Re: Great book Bad Fanfic Potential / Bad Book Great Fanfic / Etc
Posted: Wed 30 Sep, 2020, 4:06 am
by Bee
I keep meaning to reply to this lol
fwiw I think it really depends on the type of fic? If you want to expand on a setting, then you need more material to work with than just the overly powered protag around whom everything revolves
Harry Potter hit the jackpot in that the books provided just enough material to work with, while hinting at so much stuff happening in the background you could fill in as you wished while still being canon-compliant. Up until CC I read Lily/James stories almost exclusively and there was never a shortage of great takes on the years leading up to their death.
but for stories centered on specific characters, writing fanfic about them would be easier than writing fanfic in the setting? So you could have AUs, what-ifs, retellings, but not OCs that aren't directly involved with the protags in some way
Re: Great book Bad Fanfic Potential / Bad Book Great Fanfic / Etc
Posted: Mon 05 Oct, 2020, 3:59 pm
by LynKit
Bee wrote: ↑Wed 30 Sep, 2020, 4:06 am
fwiw I think it really depends on the type of fic? If you want to expand on a setting, then you need more material to work with than just the overly powered protag around whom everything revolves
Yeah, I think this is sort of where I was leaning with this. Maybe it's the type of RP I was heading for...

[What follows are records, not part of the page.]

PR #188, opened 2015-12-17
[docs/response-transformer] new config added

shashiranjan84:
Updated doc to add details about append and replace

### DIFF
--- a/app/plugins/response-transformer.md
+++ b/app/plugins/response-transformer.md
@@ -8,11 +8,17 @@ breadcrumbs:
 nav:
   - label: Getting Started
     items:
+      - label: Installation
       - label: Configuration
+      - label: Order of execution
+      - label: Examples
 ---
 
 Transform the response sent by the upstream server on the fly on Kong, before returning the response to the client.
 
+<div class="alert alert-warning">
+  <strong>Note on transforming bodies:</strong> Be aware of the performamce of transformations on the response body. In order to parse and modify a JSON body, the plugin needs to retain it in memory, which might cause pressure on the worker's Lua VM when dealing with large bodies (several MBs). Because of Nginx's internals, the `Content-Length` header will not be set when transforming a response body.
+</div>
 ----
 
 ## Configuration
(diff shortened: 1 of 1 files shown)


thibaultCha:
The distinction between those 4 different directive is not described. It should be very clear that `add` will "do this if that", `append` will "do that is this" etc etc. (forgot exactly which keywords do what in details).

shashiranjan84:
i have updated the description like add adds new header, append adds new or append etc...

thibaultCha:
Not clearly enough though. It should clearly state "and not if"/"if and only if" etc...

shashiranjan84:
Updated description to make it look obvious.

thibaultCha:
Btw this plugin config would be better as config.headers.add rather than config.add.headers. So that headers, JSON are stored each in their own table instead.

app/plugins/response-transformer.md
```diff
@@ -9,6 +9,7 @@ breadcrumbs:
 
 Transform the response sent by the upstream server on the fly on Kong, before returning the response to the client.
 
+Caution: To transform the JSON body, plugin buffers the whole response body in memory instead of streaming it synchronously to the client. Also technically its not possible to the set `content-length` with new body size so it is removed form response headers if any of JSON body transformer configs are set. It may give unwanted results for responses with huge body.
```
thibaultCha: The proper format for notes is an `alert alert-warning` div with a `Note:` prefix. We use it in a lot of places in the website:

```html
<div class="alert alert-warning">
  <strong>Note on transforming bodies:</strong> Be weary of performing transformations on the responses bodies. In order to parse and modify a JSON body, the plugin needs to retain it in memory, which might cause pressure on the worker's Lua VM when dealing with large bodies (several MBs). Because of Nginx's internals, the `Content-Length` header will not be set when transforming a response body.
</div>
```

shashiranjan84:
Updated the doc.

shashiranjan84:
Ready for review.

PR #199, opened 2016-02-17
docs(about) add "Why Lua" section

sonicaghi:
@ahmadnassri @thibaultCha


ahmadnassri:
I think this needs to be re-thought.

sinzone:
keep it open till you have a better solution.

PR #202, opened 2016-02-24
Updated example code to reflect body attribute

afajem:
The example code for this plugin appears to still be referring to the `.form` config attribute. The references to `.form` attribute in the example has been changed to `.body`.


thibaultCha:
Thanks!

Bee wrote: ↑Wed 30 Sep, 2020, 4:06 am
but for stories centered on specific characters, writing fanfic about them would be easier than writing fanfic in the setting? So you could have AUs, what-ifs, retellings, but not OCs that aren't directly involved with the protags in some way
Hrrm, I hadn't thought about it that way! Thanks for the take~~
Re: Great book Bad Fanfic Potential / Bad Book Great Fanfic / Etc
Posted: Fri 16 Oct, 2020, 12:57 am
by InspectorCaracal
LynKit wrote: ↑Wed 30 Sep, 2020, 12:55 am
InspectorCaracal wrote: ↑Tue 29 Sep, 2020, 11:18 pm
How does a series following a small group or an individual who is more powerful than everyone else (basically a Shounen Action Protagonist?) make it bad for fanfic or RP? What kind of fanfic or RP is it bad for? What is it about that narrative approach that makes it bad for fanfic?
So I might be wrong about Fanfic, but what I've found with the roleplay is that the stories are so focused around the Main Characters that they seem to suck up all the power in the universe. *cough* Which might just mean "we have to do more worldbuilding to decide what other people have in the universe." Or maybe it's "this story is cool because of its really powerful protag. What about less powerful protags?"
Oh okay gotcha, you're thinking very specifically about the "put your own OCs in someone else's universe" kind of thing. (Which, I mean, we do that with those kinds of stories too but usually not as independent protags.)